- **WHAT TO DO**
Print the full listing exactly.
BEGIN DATA TO EXAMINE
PR #6936, opened 2023-01-11
cmd/tailscale: fix race in tailscale up's state transition handling

saljmz:
This change delays the first flush in the /watch-ipn-bus/ handler
until after the watcher has been successfully installed on the IPN
bus. It does this by adding a new onWatchAdded callback to
LocalBackend.WatchNotifications().

Without this, the endpoint returns a 200 almost immediatly, and
only then installs a watcher for IPN events.  This means there's a
small window where events could be missed by clients after calling
WatchIPNBus().

### DIFF
--- a/ipn/ipnlocal/local.go
+++ b/ipn/ipnlocal/local.go
@@ -1734,13 +1734,17 @@ func (b *LocalBackend) readPoller() {
 //
 // WatchNotifications blocks until ctx is done.
 //
-// The provided fn will only be called with non-nil pointers. The caller must
-// not modify roNotify. If fn returns false, the watch also stops.
+// The provided onWatchAdded, if non-nil, will be called once the watcher
+// is installed.
+//
+// The provided fn will be called for each notification. It will only be
+// called with non-nil pointers. The caller must not modify roNotify. If
+// fn returns false, the watch also stops.
 //
 // Failure to consume many notifications in a row will result in dropped
 // notifications. There is currently (2022-11-22) no mechanism provided to
 // detect when a message has been dropped.
-func (b *LocalBackend) WatchNotifications(ctx context.Context, mask ipn.NotifyWatchOpt, fn func(roNotify *ipn.Notify) (keepGoing bool)) {
+func (b *LocalBackend) WatchNotifications(ctx context.Context, mask ipn.NotifyWatchOpt, onWatchAdded func(), fn func(roNotify *ipn.Notify) (keepGoing bool)) {
 	ch := make(chan *ipn.Notify, 128)
 
 	origFn := fn
@@ -1789,6 +1793,10 @@ func (b *LocalBackend) WatchNotifications(ctx context.Context, mask ipn.NotifyWa
 		delete(b.notifyWatchers, handle)
 		b.mu.Unlock()
 	}()
+
+	if onWatchAdded != nil {
+		onWatchAdded()
+	}
 
 	if ini != nil {
 		if !fn(ini) {
--- a/ipn/ipnlocal/local_test.go
+++ b/ipn/ipnlocal/local_test.go
@@ -5,6 +5,7 @@
 package ipnlocal
 
 import (
+	"context"
 	"fmt"
 	"net"
 	"net/http"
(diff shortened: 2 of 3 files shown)


bradfitz (commented):
I might not get to this today but I want to review it carefully and understand it.

ipn/ipnlocal/local.go
```diff
@@ -1732,22 +1732,21 @@ func (b *LocalBackend) readPoller() {
...
-// The provided fn will only be called with non-nil pointers. The caller must
-// not modify roNotify. If fn returns false, the watch also stops.
+// The returned channel will only receive non-nil pointers. The caller must
+// not modify the values read from the channel.
 //
 // Failure to consume many notifications in a row will result in dropped
 // notifications. There is currently (2022-11-22) no mechanism provided to
 // detect when a message has been dropped.
-func (b *LocalBackend) WatchNotifications(ctx context.Context, mask ipn.NotifyWatchOpt, fn func(roNotify *ipn.Notify) (keepGoing bool)) {
+func (b *LocalBackend) WatchNotifications(ctx context.Context, mask ipn.NotifyWatchOpt) <-chan *ipn.Notify {
```
bradfitz, line 1741: Channels in APIs are very rarely the right path. I'd really rather not.

cmd/tailscale/cli/up.go
```diff
@@ -543,7 +543,12 @@ func runUp(ctx context.Context, cmd string, args []string, upArgs upArgsT) (retE
 
 	watchCtx, cancelWatch := context.WithCancel(ctx)
 	defer cancelWatch()
-	watcher, err := localClient.WatchIPNBus(watchCtx, 0)
+	watcher, err := localClient.WatchIPNBus(watchCtx, ipn.NotifyInitialState)
+	if err != nil {
+		return err
+	}
+	// Read the initial state and throw it away, to make sure the watcher is watching before we call Start().
+	_, err = watcher.Next()
```
bradfitz, line 551: This is at least a succinct definition of the problem, but the intent of the API was that this was _already_ the case, so I'd prefer to fix the API somehow than require all callers to cargo-cult this.

ipn/ipnlocal/local.go
bradfitz: Per chat, let's go with (3) and then:

```patch
diff --git a/ipn/localapi/localapi.go b/ipn/localapi/localapi.go
index 9cefb172..97a3aa0e 100644
--- a/ipn/localapi/localapi.go
+++ b/ipn/localapi/localapi.go
@@ -721,7 +721,6 @@ func (h *Handler) serveWatchIPNBus(w http.ResponseWriter, r *http.Request) {
                return
        }
-       f.Flush()
 
        var mask ipn.NotifyWatchOpt
        if s := r.FormValue("mask"); s != "" {
@@ -733,7 +732,8 @@ func (h *Handler) serveWatchIPNBus(w http.ResponseWriter, r *http.Request) {
                mask = ipn.NotifyWatchOpt(v)
        }
        ctx := r.Context()
-       h.b.WatchNotifications(ctx, mask, func(roNotify *ipn.Notify) (keepGoing bool) {
+
+       h.b.WatchNotifications(ctx, mask, f.Flush, func(roNotify *ipn.Notify) (keepGoing bool) {
                js, err := json.Marshal(roNotify)
                if err != nil {
                        h.logf("json.Marshal: %v", err)
```

ipn/ipnlocal/local.go
```diff
@@ -1734,13 +1734,16 @@ func (b *LocalBackend) readPoller() {
 //
 // WatchNotifications blocks until ctx is done.
 //
-// The provided fn will only be called with non-nil pointers. The caller must
-// not modify roNotify. If fn returns false, the watch also stops.
+// The provided onWatchAdded will be called once the watched is installed.
```
bradfitz, line 1737: The provided onWatchAdded, if non-nil, will ...

ipn/ipnlocal/local_test.go
```diff
@@ -820,3 +821,29 @@ type legacyBackend interface {
 // Verify that LocalBackend still implements the legacyBackend interface
 // for now, at least until the macOS and iOS clients move off of it.
 var _ legacyBackend = (*LocalBackend)(nil)
+
+func TestWatchNotificationsCallbacks(t *testing.T) {
+	b := new(LocalBackend)
+	n := new(ipn.Notify)
+	b.WatchNotifications(context.Background(), 0, func() {
+		// Ensure a watcher has been installed.
+		if len(b.notifyWatchers) != 1 {
```
bradfitz, line 830: this is a potential data race I think? This callback is called with the lock not held, so you should probably grab it here. 

And everything else in this test: line 835, and 846?

bradfitz (approved):

bradfitz:
Added a `Fixes #nnnn` line to the commit message.

ipn/ipnlocal/local_test.go
```diff
@@ -820,3 +821,32 @@ type legacyBackend interface {
...
+		defer b.mu.Unlock()
+
+		// Ensure a watcher has been installed.
+		if len(b.notifyWatchers) != 1 {
+			t.Fatalf("unexpected number of watchers in new LocalBackend, want: 1 got: %v", len(b.notifyWatchers))
+		}
+		// Send a notification. Range over notifyWatchers to get the channel
+		// because WatchNotifications doesn't expose the handle for it.
+		for _, c := range b.notifyWatchers {
+			c <- n
```
bradfitz, line 839: can this send block?

maybe put it in a select with a default case that does a t.Fatal?

ipn/ipnlocal/local_test.go
```diff
@@ -820,3 +821,32 @@ type legacyBackend interface {
...
+		}
+	}, func(roNotify *ipn.Notify) bool {
+		if roNotify != n {
+			t.Fatalf("unexpected notification received. want: %v got: %v", n, roNotify)
+		}
+		return false
+	})
+
+	// Ensure watchers have been cleaned up.
+	if len(b.notifyWatchers) != 0 {
```
bradfitz, line 849: shouldn't be concurrent access here, but might want to do the lock/defer unlock here too just for consistency?

bradfitz (approved):
🚢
END DATA TO EXAMINE
- **TASK RESPONSE**
PR #6936, opened 2023-01-11
cmd/tailscale: fix race in tailscale up's state transition handling

saljmz:
This change delays the first flush in the /watch-ipn-bus/ handler
until after the watcher has been successfully installed on the IPN
bus. It does this by adding a new onWatchAdded callback to
LocalBackend.WatchNotifications().

Without this, the endpoint returns a 200 almost immediatly, and
only then installs a watcher for IPN events.  This means there's a
small window where events could be missed by clients after calling
WatchIPNBus().

### DIFF
--- a/ipn/ipnlocal/local.go
+++ b/ipn/ipnlocal/local.go
@@ -1734,13 +1734,17 @@ func (b *LocalBackend) readPoller() {
 //
 // WatchNotifications blocks until ctx is done.
 //
-// The provided fn will only be called with non-nil pointers. The caller must
-// not modify roNotify. If fn returns false, the watch also stops.
+// The provided onWatchAdded, if non-nil, will be called once the watcher
+// is installed.
+//
+// The provided fn will be called for each notification. It will only be
+// called with non-nil pointers. The caller must not modify roNotify. If
+// fn returns false, the watch also stops.
 //
 // Failure to consume many notifications in a row will result in dropped
 // notifications. There is currently (2022-11-22) no mechanism provided to
 // detect when a message has been dropped.
-func (b *LocalBackend) WatchNotifications(ctx context.Context, mask ipn.NotifyWatchOpt, fn func(roNotify *ipn.Notify) (keepGoing bool)) {
+func (b *LocalBackend) WatchNotifications(ctx context.Context, mask ipn.NotifyWatchOpt, onWatchAdded func(), fn func(roNotify *ipn.Notify) (keepGoing bool)) {
 	ch := make(chan *ipn.Notify, 128)
 
 	origFn := fn
@@ -1789,6 +1793,10 @@ func (b *LocalBackend) WatchNotifications(ctx context.Context, mask ipn.NotifyWa
 		delete(b.notifyWatchers, handle)
 		b.mu.Unlock()
 	}()
+
+	if onWatchAdded != nil {
+		onWatchAdded()
+	}
 
 	if ini != nil {
 		if !fn(ini) {
--- a/ipn/ipnlocal/local_test.go
+++ b/ipn/ipnlocal/local_test.go
@@ -5,6 +5,7 @@
 package ipnlocal
 
 import (
+	"context"
 	"fmt"
 	"net"
 	"net/http"
(diff shortened: 2 of 3 files shown)


bradfitz (commented):
I might not get to this today but I want to review it carefully and understand it.

ipn/ipnlocal/local.go
```diff
@@ -1732,22 +1732,21 @@ func (b *LocalBackend) readPoller() {
...
-// The provided fn will only be called with non-nil pointers. The caller must
-// not modify roNotify. If fn returns false, the watch also stops.
+// The returned channel will only receive non-nil pointers. The caller must
+// not modify the values read from the channel.
 //
 // Failure to consume many notifications in a row will result in dropped
 // notifications. There is currently (2022-11-22) no mechanism provided to
 // detect when a message has been dropped.
-func (b *LocalBackend) WatchNotifications(ctx context.Context, mask ipn.NotifyWatchOpt, fn func(roNotify *ipn.Notify) (keepGoing bool)) {
+func (b *LocalBackend) WatchNotifications(ctx context.Context, mask ipn.NotifyWatchOpt) <-chan *ipn.Notify {
```
bradfitz, line 1741: Channels in APIs are very rarely the right path. I'd really rather not.

cmd/tailscale/cli/up.go
```diff
@@ -543,7 +543,12 @@ func runUp(ctx context.Context, cmd string, args []string, upArgs upArgsT) (retE
 
 	watchCtx, cancelWatch := context.WithCancel(ctx)
 	defer cancelWatch()
-	watcher, err := localClient.WatchIPNBus(watchCtx, 0)
+	watcher, err := localClient.WatchIPNBus(watchCtx, ipn.NotifyInitialState)
+	if err != nil {
+		return err
+	}
+	// Read the initial state and throw it away, to make sure the watcher is watching before we call Start().
+	_, err = watcher.Next()
```
bradfitz, line 551: This is at least a succinct definition of the problem, but the intent of the API was that this was _already_ the case, so I'd prefer to fix the API somehow than require all callers to cargo-cult this.

ipn/ipnlocal/local.go
bradfitz: Per chat, let's go with (3) and then:

```patch
diff --git a/ipn/localapi/localapi.go b/ipn/localapi/localapi.go
index 9cefb172..97a3aa0e 100644
--- a/ipn/localapi/localapi.go
+++ b/ipn/localapi/localapi.go
@@ -721,7 +721,6 @@ func (h *Handler) serveWatchIPNBus(w http.ResponseWriter, r *http.Request) {
                return
        }
-       f.Flush()
 
        var mask ipn.NotifyWatchOpt
        if s := r.FormValue("mask"); s != "" {
@@ -733,7 +732,8 @@ func (h *Handler) serveWatchIPNBus(w http.ResponseWriter, r *http.Request) {
                mask = ipn.NotifyWatchOpt(v)
        }
        ctx := r.Context()
-       h.b.WatchNotifications(ctx, mask, func(roNotify *ipn.Notify) (keepGoing bool) {
+
+       h.b.WatchNotifications(ctx, mask, f.Flush, func(roNotify *ipn.Notify) (keepGoing bool) {
                js, err := json.Marshal(roNotify)
                if err != nil {
                        h.logf("json.Marshal: %v", err)
```

ipn/ipnlocal/local.go
```diff
@@ -1734,13 +1734,16 @@ func (b *LocalBackend) readPoller() {
 //
 // WatchNotifications blocks until ctx is done.
 //
-// The provided fn will only be called with non-nil pointers. The caller must
-// not modify roNotify. If fn returns false, the watch also stops.
+// The provided onWatchAdded will be called once the watched is installed.
```
bradfitz, line 1737: The provided onWatchAdded, if non-nil, will ...

ipn/ipnlocal/local_test.go
```diff
@@ -820,3 +821,29 @@ type legacyBackend interface {
 // Verify that LocalBackend still implements the legacyBackend interface
 // for now, at least until the macOS and iOS clients move off of it.
 var _ legacyBackend = (*LocalBackend)(nil)
+
+func TestWatchNotificationsCallbacks(t *testing.T) {
+	b := new(LocalBackend)
+	n := new(ipn.Notify)
+	b.WatchNotifications(context.Background(), 0, func() {
+		// Ensure a watcher has been installed.
+		if len(b.notifyWatchers) != 1 {
```
bradfitz, line 830: this is a potential data race I think? This callback is called with the lock not held, so you should probably grab it here. 

And everything else in this test: line 835, and 846?

bradfitz (approved):

bradfitz:
Added a `Fixes #nnnn` line to the commit message.

ipn/ipnlocal/local_test.go
```diff
@@ -820,3 +821,32 @@ type legacyBackend interface {
...
+		defer b.mu.Unlock()
+
+		// Ensure a watcher has been installed.
+		if len(b.notifyWatchers) != 1 {
+			t.Fatalf("unexpected number of watchers in new LocalBackend, want: 1 got: %v", len(b.notifyWatchers))
+		}
+		// Send a notification. Range over notifyWatchers to get the channel
+		// because WatchNotifications doesn't expose the handle for it.
+		for _, c := range b.notifyWatchers {
+			c <- n
```
bradfitz, line 839: can this send block?

maybe put it in a select with a default case that does a t.Fatal?

ipn/ipnlocal/local_test.go
```diff
@@ -820,3 +821,32 @@ type legacyBackend interface {
...
+		}
+	}, func(roNotify *ipn.Notify) bool {
+		if roNotify != n {
+			t.Fatalf("unexpected notification received. want: %v got: %v", n, roNotify)
+		}
+		return false
+	})
+
+	// Ensure watchers have been cleaned up.
+	if len(b.notifyWatchers) != 0 {
```
bradfitz, line 849: shouldn't be concurrent access here, but might want to do the lock/defer unlock here too just for consistency?

bradfitz (approved):
🚢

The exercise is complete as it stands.